● **WHAT THE TASK ASKS**: Here is a block of entries. Write out its lines exactly, from the first through the one containing "- adding functionality".

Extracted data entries
########################################

PR #128, opened 2025-05-16
feat: `accelerate` support

johannaSommer:
## Description
This PR introduces the option to smash a distributed model. It does so by
- extending expected SmashConfig devices to "accelerate"
- extending the `move_to_device` function
- adding functionality to determine the device of a model (plus tests)
- proof of concept adjustment for two methods to adapt to distributed models
- extending the loading of a pruna model to restore the original state

I would appreciate any suggestions on extending the tests!! I feel like the device casting functionality should be monitored thoroughly so any suggestions are welcome.

## Related Issue
None.

## Type of Change

## How Has This Been Tested?
Added tests for device casting functionality which pass locally.

## Checklist

## Additional Notes
Examples:
```python
import torch
from pruna import smash, SmashConfig
from pruna.engine.utils import get_device

pipe = StableDiffusionPipeline.from_pretrained("CompVis/stable-diffusion-v1-4", torch_dtype=torch.bfloat16, device_map="balanced")

config = SmashConfig(device="accelerate")
config["cacher"] = "deepcache"
smashed_pipe = smash(pipe, config)
get_device(smashed_pipe)
```
```bash
INFO - Starting cacher deepcache...
INFO - cacher deepcache was applied successfully.
'accelerate'
```
---------------------------
```python
import torch
from pruna import smash, SmashConfig
from pruna.engine.utils import get_device

pipe = StableDiffusionPipeline.from_pretrained("CompVis/stable-diffusion-v1-4", torch_dtype=torch.bfloat16, device_map="balanced")

config = SmashConfig(device="cuda")
config["cacher"] = "deepcache"
smashed_pipe = smash(pipe, config)
get_device(smashed_pipe)
```
```bash
WARNING - SmashConfig specifies cuda but model is distributed.Casting model to cuda. If this is not desired, please use SmashConfig(device='accelerate') to continue with distributed model.
INFO - Starting cacher deepcache...
INFO - cacher deepcache was applied successfully.
'cuda'
```
---------------------------
```python
import torch
from pruna import smash, SmashConfig
from pruna.engine.utils import get_device

pipe = StableDiffusionPipeline.from_pretrained("CompVis/stable-diffusion-v1-4", torch_dtype=torch.bfloat16, device_map="balanced")

config = SmashConfig(device="accelerate")
config["quantizer"] = "diffusers_int8"
smashed_pipe = smash(pipe, config)
get_device(smashed_pipe)
```
```bash
INFO - Starting quantizer diffusers_int8...
INFO - quantizer diffusers_int8 was applied successfully.
'accelerate'
```
---------------------------
```python
from transformers import AutoModelForCausalLM, AutoTokenizer
from pruna import smash, SmashConfig
from pruna.engine.utils import get_device

model_id = "meta-llama/Llama-3.2-1B"
base_model = AutoModelForCausalLM.from_pretrained(model_id, device_map="balanced")

config = SmashConfig(device="accelerate")
config["quantizer"] = "llm_int8"
smashed_model = smash(base_model, config)
get_device(smashed_model)
```
```bash
INFO - Starting quantizer llm_int8...
INFO - quantizer llm_int8 was applied successfully.
'accelerate'
```
---------------------------

### DIFF
--- a/pyproject.toml
+++ b/pyproject.toml
@@ -48,6 +48,7 @@ wget = "*"
 torch = "2.7.0"
 torchvision = "0.22.0"
 torchmetrics = { version = "*", extras = ["image"] }
+accelerate = ">0.28.0"
 requests = ">=2.31.0"
 transformers = "*"
 pillow = ">=9.5.0"
--- a/src/pruna/algorithms/quantization/huggingface_diffusers_int8.py
+++ b/src/pruna/algorithms/quantization/huggingface_diffusers_int8.py
@@ -26,7 +26,7 @@ from pruna.engine.model_checks import (
     get_diffusers_transformer_models,
     get_diffusers_unet_models,
 )
-from pruna.engine.utils import safe_memory_cleanup
+from pruna.engine.utils import determine_dtype, move_to_device
 
 
 class DiffusersInt8Quantizer(PrunaQuantizer):
@@ -122,25 +122,29 @@ class DiffusersInt8Quantizer(PrunaQuantizer):
             The quantized model.
         """
         with tempfile.TemporaryDirectory(prefix=smash_config["cache_dir"]) as temp_dir:
-            # cast original model to CPU to free memory for smashed model
-            if hasattr(model, "to"):
-                input_device = model.device
-                model.to("cpu")
-                safe_memory_cleanup()
-
             # save the latent model (to be quantized) in a temp directory
             if hasattr(model, "transformer"):
-                model.transformer.save_pretrained(temp_dir)
-                latent_class = getattr(diffusers, type(model.transformer).__name__)
-                compute_dtype = next(iter(model.transformer.parameters())).dtype
+                working_model = model.transformer
+                device_map = {
+                    "": smash_config.device
+                    if smash_config.device != "accelerate"
+                    else smash_config.device_map["transformer"]
+                }
             elif hasattr(model, "unet"):
-                model.unet.save_pretrained(temp_dir)
-                latent_class = getattr(diffusers, type(model.unet).__name__)
-                compute_dtype = next(iter(model.unet.parameters())).dtype
+                working_model = model.unet
+                device_map = {
+                    "": smash_config.device if smash_config.device != "accelerate" else smash_config.device_map["unet"]
+                }
             else:
-                model.save_pretrained(temp_dir)
-                latent_class = getattr(diffusers, type(model).__name__)
-                compute_dtype = next(iter(model.parameters())).dtype
+                working_model = model
+                device_map = (
+                    {"": smash_config.device} if smash_config.device != "accelerate" else smash_config.device_map
+                )
+
+            move_to_device(working_model, "cpu")
+            working_model.save_pretrained(temp_dir)
+            latent_class = getattr(diffusers, type(working_model).__name__)
+            compute_dtype = determine_dtype(working_model)
 
             bnb_config = DiffusersBitsAndBytesConfig(
                 load_in_8bit=smash_config["weight_bits"] == 8,
@@ -159,6 +163,7 @@ class DiffusersInt8Quantizer(PrunaQuantizer):
                 temp_dir,
                 quantization_config=bnb_config,
                 torch_dtype=compute_dtype,
+                device_map=device_map,
             )
             # replace the latent model in the pipeline
             if hasattr(model, "transformer"):
@@ -167,10 +172,6 @@ class DiffusersInt8Quantizer(PrunaQuantizer):
                 model.unet = smashed_latent
             else:
                 model = smashed_latent
-
-            # move the model back to the original device
-            if hasattr(model, "to"):
-                model.to(input_device)
             return model
 
     def import_algorithm_packages(self) -> Dict[str, Any]:
--- a/src/pruna/algorithms/quantization/huggingface_diffusers_int8.py
+++ b/src/pruna/algorithms/quantization/huggingface_diffusers_int8.py
@@ -39,17 +39,14 @@ class DiffusersInt8Quantizer(PrunaQuantizer):
     This algorithm is specifically adapted for diffusers models.
     """
 
-    algorithm_name = "diffusers_int8"
-    references = {"GitHub": "https://github.com/bitsandbytes-foundation/bitsandbytes"}
-    tokenizer_required = False
-    processor_required = False
-    dataset_required = False
-    run_on_cpu = False
-    run_on_cuda = True
-    compatible_algorithms = dict(
-        factorizer=["qkv_diffusers"],
-        cacher=["deepcache", "fastercache", "fora", "pab"],
-        compiler=["torch_compile"],
+    algorithm_name: str = "diffusers_int8"
+    references: dict[str, str] = {"GitHub": "https://github.com/bitsandbytes-foundation/bitsandbytes"}
+    tokenizer_required: bool = False
+    processor_required: bool = False
+    dataset_required: bool = False
+    runs_on: list[str] = ["cuda", "accelerate"]
+    compatible_algorithms: dict[str, list[str]] = dict(
+        factorizer=["qkv_diffusers"], cacher=["deepcache", "fastercache", "fora", "pab"], compiler=["torch_compile"]
     )
 
     def get_hyperparameters(self) -> list:
--- a/src/pruna/algorithms/quantization/huggingface_llm_int8.py
+++ b/src/pruna/algorithms/quantization/huggingface_llm_int8.py
@@ -127,9 +127,8 @@ class LLMInt8Quantizer(PrunaQuantizer):
                 quantization_config=bnb_config,
                 trust_remote_code=True,
                 torch_dtype=smash_config["compute_dtype"],  # storage type of the non-int8 params
-                device_map=smash_config.device_map if smash_config.device == "accelerate" else "auto",
+                device_map=smash_config.device_map if smash_config.device == "accelerate" else smash_config.device,
             )
-            move_to_device(smashed_model, smash_config.device)
 
         return smashed_model
 
--- a/src/pruna/algorithms/quantization/huggingface_llm_int8.py
+++ b/src/pruna/algorithms/quantization/huggingface_llm_int8.py
@@ -35,14 +35,13 @@ class LLMInt8Quantizer(PrunaQuantizer):
     while 4-bit quantization further compresses the model and is often used with QLoRA for fine-tuning.
     """
 
-    algorithm_name = "llm_int8"
-    references = {"GitHub": "https://github.com/bitsandbytes-foundation/bitsandbytes"}
-    tokenizer_required = False
-    processor_required = False
-    run_on_cpu = False
-    run_on_cuda = True
-    dataset_required = False
-    compatible_algorithms = dict(compiler=["torch_compile"])
+    algorithm_name: str = "llm_int8"
+    references: dict[str, str] = {"GitHub": "https://github.com/bitsandbytes-foundation/bitsandbytes"}
+    tokenizer_required: bool = False
+    processor_required: bool = False
+    runs_on: list[str] = ["cuda", "accelerate"]
+    dataset_required: bool = False
+    compatible_algorithms: dict[str, list[str]] = dict(compiler=["torch_compile"])
 
     def get_hyperparameters(self) -> list:
         """
--- a/src/pruna/algorithms/quantization/huggingface_llm_int8.py
+++ b/src/pruna/algorithms/quantization/huggingface_llm_int8.py
@@ -23,7 +23,7 @@ from pruna.algorithms.quantization import PrunaQuantizer
 from pruna.config.smash_config import SmashConfigPrefixWrapper
 from pruna.config.smash_space import Boolean
 from pruna.engine.model_checks import is_causal_lm
-from pruna.engine.utils import safe_memory_cleanup
+from pruna.engine.utils import move_to_device
 
 
 class LLMInt8Quantizer(PrunaQuantizer):
@@ -107,10 +107,9 @@ class LLMInt8Quantizer(PrunaQuantizer):
         """
         with tempfile.TemporaryDirectory(prefix=smash_config["cache_dir"]) as temp_dir:
             # cast original model to CPU to free memory for smashed model
-            if hasattr(model, "to"):
-                model.to("cpu")
-                safe_memory_cleanup()
+            move_to_device(model, "cpu")
             model.save_pretrained(temp_dir)
+
             bnb_config = BitsAndBytesConfig(
                 load_in_8bit=smash_config["weight_bits"] == 8,
                 load_in_4bit=smash_config["weight_bits"] == 4,
@@ -128,7 +127,9 @@ class LLMInt8Quantizer(PrunaQuantizer):
                 quantization_config=bnb_config,
                 trust_remote_code=True,
                 torch_dtype=smash_config["compute_dtype"],  # storage type of the non-int8 params
+                device_map=smash_config.device_map if smash_config.device == "accelerate" else "auto",
             )
+            move_to_device(smashed_model, smash_config.device)
 
         return smashed_model
 
--- a/src/pruna/config/compatibility_checks.py
+++ b/src/pruna/config/compatibility_checks.py
@@ -94,9 +94,9 @@ def check_model_compatibility(
     for current_group in ALGORITHM_GROUPS:
         algorithm = smash_config[current_group]
         if algorithm is not None:
+            check_algorithm_availability(algorithm, current_group, algorithm_dict)
             # test if all required packages are installed, if not this will raise an ImportError
             algorithm_dict[current_group][algorithm].import_algorithm_packages()
-            check_algorithm_availability(algorithm, current_group, algorithm_dict)
             check_argument_compatibility(smash_config, algorithm)
             # check for model-algorithm compatibility with the model_check_fn
             if not algorithm_dict[current_group][algorithm].model_check_fn(model):
--- a/src/pruna/config/compatibility_checks.py
+++ b/src/pruna/config/compatibility_checks.py
@@ -1,0 +1,158 @@
+# Copyright 2025 - Pruna AI GmbH. All rights reserved.
+#
+# Licensed under the Apache License, Version 2.0 (the "License");
+# you may not use this file except in compliance with the License.
+# You may obtain a copy of the License at
+#
+#     http://www.apache.org/licenses/LICENSE-2.0
+#
+# Unless required by applicable law or agreed to in writing, software
+# distributed under the License is distributed on an "AS IS" BASIS,
+# WITHOUT WARRANTIES OR CONDITIONS OF ANY KIND, either express or implied.
+# See the License for the specific language governing permissions and
+# limitations under the License.
+
+from __future__ import annotations
+
+from typing import Any
+
+from pruna import SmashConfig
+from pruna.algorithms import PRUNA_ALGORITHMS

########################################

● **TASK OUTPUT**:
PR #128, opened 2025-05-16
feat: `accelerate` support

johannaSommer:
## Description
This PR introduces the option to smash a distributed model. It does so by
- extending expected SmashConfig devices to "accelerate"
- extending the `move_to_device` function
- adding functionality to determine the device of a model (plus tests)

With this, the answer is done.